PR #15549, opened 2017-07-26
use safe toString for array assetion

### LINKED ISSUE #15421: addObserverForContentKey performance in 2.13.3
Hi,

I ran into an issue with debug builds taking ages to run when using test data with somewhat large arrays. I tracked it down to `addObserverForContentKey`, which I believe was already an issue earlier #3156

https://github.com/emberjs/ember.js/blob/master/packages/ember-runtime/lib/mixins/array.js#L735
```
 assert(`When using @each to observe the array ${content}, the array must return an object`, typeof item === 'object');
```
This is not a problem if content is an ArrayProxy, but a native array will do Array.toString() on this and will blow things up.

I know this is fixed in release builds, but not being able to test my app with large datasets is not good at all.

bekzod:
fixes #15421

### DIFF
--- a/packages/ember-runtime/lib/mixins/array.js
+++ b/packages/ember-runtime/lib/mixins/array.js
@@ -6,8 +6,7 @@
 // ..........................................................
 // HELPERS
 //
-import { symbol } from 'ember-utils';
-
+import { symbol, toString } from 'ember-utils';
 import Ember, { // ES6TODO: Ember.A
   get,
   computed,
@@ -743,7 +742,7 @@ function addObserverForContentKey(content, keyName, proxy, idx, loc) {
   while (--loc >= idx) {
     let item = objectAt(content, loc);
     if (item) {
-      assert(`When using @each to observe the array ${content}, the array must return an object`, typeof item === 'object');
+      assert(`When using @each to observe the array \`${toString(content)}\`, the array must return an object`, typeof item === 'object');
       _addBeforeObserver(item, keyName, proxy, 'contentKeyWillChange');
       addObserver(item, keyName, proxy, 'contentKeyDidChange');
     }


rwjblue:
As I mentioned in #15421 the changes to the assertion in `addObserverForContentKey` are not required (as of 2.14 and higher).

The other changes (adding `meta` to `propertyDidChange`) seem quite unrelated (though perhaps good on their own?).  Mind splitting that out and submitting that separately?

bekzod:
@rwjblue won't `content` blow up if it is `[Object.create(null), {}]` because that is reason I used `ember-utils`'s `toString`

rwjblue:
@bekzod - Yes, but only if the assertion would already fail (e.g. not the original scenario from #15421).  I think moving to using the custom `toString` from `ember-utils` is totally fine for that part, but we definitely do not want to eagerly calculate it (which the PR does at the moment).

rwjblue:
I'm going to reopen so we can update that.

packages/ember-runtime/lib/mixins/array.js
```diff
@@ -150,16 +151,16 @@ export function arrayContentDidChange(array, startIdx, removeAmt, addAmt) {
 
     let normalStartIdx = startIdx < 0 ? previousLength + startIdx : startIdx;
     if (cache.firstObject !== undefined && normalStartIdx === 0) {
-      propertyWillChange(array, 'firstObject');
-      propertyDidChange(array, 'firstObject');
+      propertyWillChange(array, 'firstObject', meta);
```
rwjblue: Please migrate this change to a separate / targeted PR.

packages/ember-runtime/lib/mixins/array.js
```diff
@@ -150,16 +151,16 @@ export function arrayContentDidChange(array, startIdx, removeAmt, addAmt) {
...
+      propertyDidChange(array, 'firstObject', meta);
     }
 
     if (cache.lastObject !== undefined) {
       let previousLastIndex = previousLength - 1;
       let lastAffectedIndex = normalStartIdx + removedAmount;
       if (previousLastIndex < lastAffectedIndex) {
-        propertyWillChange(array, 'lastObject');
-        propertyDidChange(array, 'lastObject');
+        propertyWillChange(array, 'lastObject', meta);
```
rwjblue: Please migrate this change to a separate / targeted PR.

packages/ember-runtime/lib/mixins/array.js
```diff
@@ -740,10 +741,13 @@ EachProxy.prototype = {
 };
 
 function addObserverForContentKey(content, keyName, proxy, idx, loc) {
+  let arrayString;
+  if (DEBUG) { arrayString = toString(content); }
```
rwjblue: Please remove the `arrayString` variable, and update the assertion message to call `${toString(content)}` instead.

rwjblue (changes requested):

bekzod:
@rwjblue done

rwjblue (approved):

rwjblue:
Awesome, thank you!!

• **ABOUT THIS EXERCISE**: Filter the records for lines holding the string "changes". Copy each one.

• **RESPONSE TO THIS EXERCISE**:
As I mentioned in #15421 the changes to the assertion in `addObserverForContentKey` are not required (as of 2.14 and higher).
The other changes (adding `meta` to `propertyDidChange`) seem quite unrelated (though perhaps good on their own?).  Mind splitting that out and submitting that separately?
rwjblue (changes requested):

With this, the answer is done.